[DATASET Boundary: Start]

PR #805, opened 2024-06-12
Prevent error on empty item.initial list

martha:
## Description

https://greenriver.slack.com/archives/C061SAW3LFJ/p1718196001472859

The bug appears when `item.initial` list is present but empty.

I didn't find any forms in QA where this was actually the case, barring the one I created copied from a [local definition](https://qa-hmis.openpath.host/admin/forms/martha_test) that somehow got into this state. But, I think it's cleaner for our code to handle this case given that I think it's legal per the [json schema](https://github.com/greenriver/hmis-warehouse/blob/6702d55a7a29cba68b29bbf0342cadd83de7754a/drivers/hmis_external_apis/public/schemas/form_definition.json#L251).

I also updated the initial `enableBehavior` on newly added form items from the Palette to be `Any` instead of `All` - that initial `Any` was causing the newly added items to not appear in the preview, since none of the zero conditions were true 😭 . (The reason to include it at all here is just to make typescript happy, but perhaps it should instead be made optional and removed here?)

## Type of change
- [x] Bug fix
- [ ] Dependency update

### DIFF
--- a/src/modules/formBuilder/components/FormBuilder.tsx
+++ b/src/modules/formBuilder/components/FormBuilder.tsx
@@ -207,7 +207,7 @@ const FormBuilder: React.FC<FormBuilderProps> = ({
               repeats: false,
               prefill: false,
               disabledDisplay: DisabledDisplay.Hidden,
-              enableBehavior: EnableBehavior.Any,
+              enableBehavior: EnableBehavior.All,
             };
 
             setSelectedItem(newItem);
--- a/src/modules/form/util/formUtil.ts
+++ b/src/modules/form/util/formUtil.ts
@@ -777,7 +777,7 @@ export const getInitialValues = (
       if (Array.isArray(item.item)) {
         recursiveFillInValues(item.item, values);
       }
-      if (!item.initial || item.initial.length === 0) {
+      if (!item.initial) {
         // Make sure all linked fields are present in values to begin
         if (item.mapping && behavior !== InitialBehavior.Overwrite)
           values[item.linkId] = null;
--- a/src/modules/form/util/formUtil.ts
+++ b/src/modules/form/util/formUtil.ts
@@ -777,7 +777,7 @@ export const getInitialValues = (
       if (Array.isArray(item.item)) {
         recursiveFillInValues(item.item, values);
       }
-      if (!item.initial) {
+      if (!item.initial || item.initial.length === 0) {
         // Make sure all linked fields are present in values to begin
         if (item.mapping && behavior !== InitialBehavior.Overwrite)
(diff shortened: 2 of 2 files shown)


src/modules/formBuilder/components/FormBuilder.tsx
```diff
@@ -207,7 +207,7 @@ const FormBuilder: React.FC<FormBuilderProps> = ({
               repeats: false,
               prefill: false,
               disabledDisplay: DisabledDisplay.Hidden,
-              enableBehavior: EnableBehavior.Any,
+              enableBehavior: EnableBehavior.All,
```
gigxz, line 210: I think it would be less brittle to update the evaluation logic such that `enableBehavior: 'ANY', enableWhen: []` results in the item always being enabled.

That can be achieved by changing the below line to `if (!item.enableWhen || item.enableWhen.length === 0) return true;`
https://github.com/greenriver/hmis-frontend/blob/5b49a16f1a2fe729030858dd113ca1305c476426/src/modules/form/util/formUtil.ts#L433



There are some other places where we use `!tem.enableWhen` to mean that there are no rules, like [here](https://github.com/greenriver/hmis-frontend/blob/c5dcb90dc0e2b53f85cce42de0700b4b039cdcf8/src/modules/form/util/formUtil.ts#L139), so that concerns me... rather than  (or in addition to) updating these to always check `|| item.enableWhen.length === 0`, can we update the save function such that it strips out empty arrays? I think we discussed that was needed for the form "updateability" ticket, so maybe its already in the works. Since we have some evaluation code expecting empty arrays not to exist, it feels safest to strip them out.

martha: Good point! I was just working on this: https://github.com/greenriver/hmis-warehouse/pull/4450

martha: I'd propose to
- keep this change on FormBuilder.tsx:210; it doesn't really matter which one is the case for the initial default, I think I picked one at random?
- not make the change on formUtil.ts:433, for consistency, since it sounds like that will have to be made in several places and we're not sure of all of them, so it's brittle?
- remove the change to formUtil.ts:780 (above), also for consistency?

what do you think?

gigxz: That sounds good to me. Thanks! There is a risk now that our local/QA envirnoments might end up with some forms containing empty arrays, and we will need to re-submit those in the form builder interface to clean them up. I think that's OK (eg no need for a cleanup routine) since we haven't used the form builder in other environments yet.

PR #807, opened 2024-06-12
Standardize use body2 for labels

gigxz:
## Description

Fix style discrepancies for certain elements (radio, checkbox notably) when used outside of DynamicForm context.

QA:
* form item property form looks consistent now
* dynamic assessments look the same

## Type of change
- [x] Bug fix


src/config/theme.ts
```diff
@@ -245,6 +245,21 @@ const createThemeOptions = (theme: Theme) => ({
         },
       },
     },
+    MuiFormLabel: {
+      styleOverrides: {
+        root: theme.unstable_sx({
+          typography: 'body2',
+          fontWeight: 600,
```
gigxz, line 252: Fields rendered within a DynamicForm get special labels ([RequiredLabel] component(https://github.com/greenriver/hmis-frontend/blob/201900cd61d2e961a957c4a494c8110f950bcd03/src/modules/form/components/RequiredLabel.tsx#L17)). Here I update the theme to match that style (body2 bold), so that inputs rendered _outside_ of dynamic form match the same styles as dynamic forms.

martha (approved):
Looks great. I still think the radio button overall styling could use another pass from design, maybe? The option labels are really far away from each other, as you noted, and also the label for the whole input is really far away from those options (compared to e.g. the dropdown components).

gigxz:
Agreed! I fixed that up with the latest commit:

Before:
Screenshot 2024-06-13 at 3 24 56 PM



After:

Screenshot 2024-06-13 at 3 33 10 PM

[DATASET Boundary: End]

◆ YOUR OBJECTIVE: Please write out the records above once more, exactly and completely.

◆ WRITTEN SOLUTION:
PR #805, opened 2024-06-12
Prevent error on empty item.initial list

martha:
## Description

https://greenriver.slack.com/archives/C061SAW3LFJ/p1718196001472859

The bug appears when `item.initial` list is present but empty.

I didn't find any forms in QA where this was actually the case, barring the one I created copied from a [local definition](https://qa-hmis.openpath.host/admin/forms/martha_test) that somehow got into this state. But, I think it's cleaner for our code to handle this case given that I think it's legal per the [json schema](https://github.com/greenriver/hmis-warehouse/blob/6702d55a7a29cba68b29bbf0342cadd83de7754a/drivers/hmis_external_apis/public/schemas/form_definition.json#L251).

I also updated the initial `enableBehavior` on newly added form items from the Palette to be `Any` instead of `All` - that initial `Any` was causing the newly added items to not appear in the preview, since none of the zero conditions were true 😭 . (The reason to include it at all here is just to make typescript happy, but perhaps it should instead be made optional and removed here?)

## Type of change
- [x] Bug fix
- [ ] Dependency update

### DIFF
--- a/src/modules/formBuilder/components/FormBuilder.tsx
+++ b/src/modules/formBuilder/components/FormBuilder.tsx
@@ -207,7 +207,7 @@ const FormBuilder: React.FC<FormBuilderProps> = ({
               repeats: false,
               prefill: false,
               disabledDisplay: DisabledDisplay.Hidden,
-              enableBehavior: EnableBehavior.Any,
+              enableBehavior: EnableBehavior.All,
             };
 
             setSelectedItem(newItem);
--- a/src/modules/form/util/formUtil.ts
+++ b/src/modules/form/util/formUtil.ts
@@ -777,7 +777,7 @@ export const getInitialValues = (
       if (Array.isArray(item.item)) {
         recursiveFillInValues(item.item, values);
       }
-      if (!item.initial || item.initial.length === 0) {
+      if (!item.initial) {
         // Make sure all linked fields are present in values to begin
         if (item.mapping && behavior !== InitialBehavior.Overwrite)
           values[item.linkId] = null;
--- a/src/modules/form/util/formUtil.ts
+++ b/src/modules/form/util/formUtil.ts
@@ -777,7 +777,7 @@ export const getInitialValues = (
       if (Array.isArray(item.item)) {
         recursiveFillInValues(item.item, values);
       }
-      if (!item.initial) {
+      if (!item.initial || item.initial.length === 0) {
         // Make sure all linked fields are present in values to begin
         if (item.mapping && behavior !== InitialBehavior.Overwrite)
(diff shortened: 2 of 2 files shown)


src/modules/formBuilder/components/FormBuilder.tsx
```diff
@@ -207,7 +207,7 @@ const FormBuilder: React.FC<FormBuilderProps> = ({
               repeats: false,
               prefill: false,
               disabledDisplay: DisabledDisplay.Hidden,
-              enableBehavior: EnableBehavior.Any,
+              enableBehavior: EnableBehavior.All,
```
gigxz, line 210: I think it would be less brittle to update the evaluation logic such that `enableBehavior: 'ANY', enableWhen: []` results in the item always being enabled.

That can be achieved by changing the below line to `if (!item.enableWhen || item.enableWhen.length === 0) return true;`
https://github.com/greenriver/hmis-frontend/blob/5b49a16f1a2fe729030858dd113ca1305c476426/src/modules/form/util/formUtil.ts#L433



There are some other places where we use `!tem.enableWhen` to mean that there are no rules, like [here](https://github.com/greenriver/hmis-frontend/blob/c5dcb90dc0e2b53f85cce42de0700b4b039cdcf8/src/modules/form/util/formUtil.ts#L139), so that concerns me... rather than  (or in addition to) updating these to always check `|| item.enableWhen.length === 0`, can we update the save function such that it strips out empty arrays? I think we discussed that was needed for the form "updateability" ticket, so maybe its already in the works. Since we have some evaluation code expecting empty arrays not to exist, it feels safest to strip them out.

martha: Good point! I was just working on this: https://github.com/greenriver/hmis-warehouse/pull/4450

martha: I'd propose to
- keep this change on FormBuilder.tsx:210; it doesn't really matter which one is the case for the initial default, I think I picked one at random?
- not make the change on formUtil.ts:433, for consistency, since it sounds like that will have to be made in several places and we're not sure of all of them, so it's brittle?
- remove the change to formUtil.ts:780 (above), also for consistency?

what do you think?

gigxz: That sounds good to me. Thanks! There is a risk now that our local/QA envirnoments might end up with some forms containing empty arrays, and we will need to re-submit those in the form builder interface to clean them up. I think that's OK (eg no need for a cleanup routine) since we haven't used the form builder in other environments yet.

PR #807, opened 2024-06-12
Standardize use body2 for labels

gigxz:
## Description

Fix style discrepancies for certain elements (radio, checkbox notably) when used outside of DynamicForm context.

QA:
* form item property form looks consistent now
* dynamic assessments look the same

## Type of change
- [x] Bug fix


src/config/theme.ts
```diff
@@ -245,6 +245,21 @@ const createThemeOptions = (theme: Theme) => ({
         },
       },
     },
+    MuiFormLabel: {
+      styleOverrides: {
+        root: theme.unstable_sx({
+          typography: 'body2',
+          fontWeight: 600,
```
gigxz, line 252: Fields rendered within a DynamicForm get special labels ([RequiredLabel] component(https://github.com/greenriver/hmis-frontend/blob/201900cd61d2e961a957c4a494c8110f950bcd03/src/modules/form/components/RequiredLabel.tsx#L17)). Here I update the theme to match that style (body2 bold), so that inputs rendered _outside_ of dynamic form match the same styles as dynamic forms.

martha (approved):
Looks great. I still think the radio button overall styling could use another pass from design, maybe? The option labels are really far away from each other, as you noted, and also the label for the whole input is really far away from those options (compared to e.g. the dropdown components).

gigxz:
Agreed! I fixed that up with the latest commit:

Before:
Screenshot 2024-06-13 at 3 24 56 PM



After:

Screenshot 2024-06-13 at 3 33 10 PM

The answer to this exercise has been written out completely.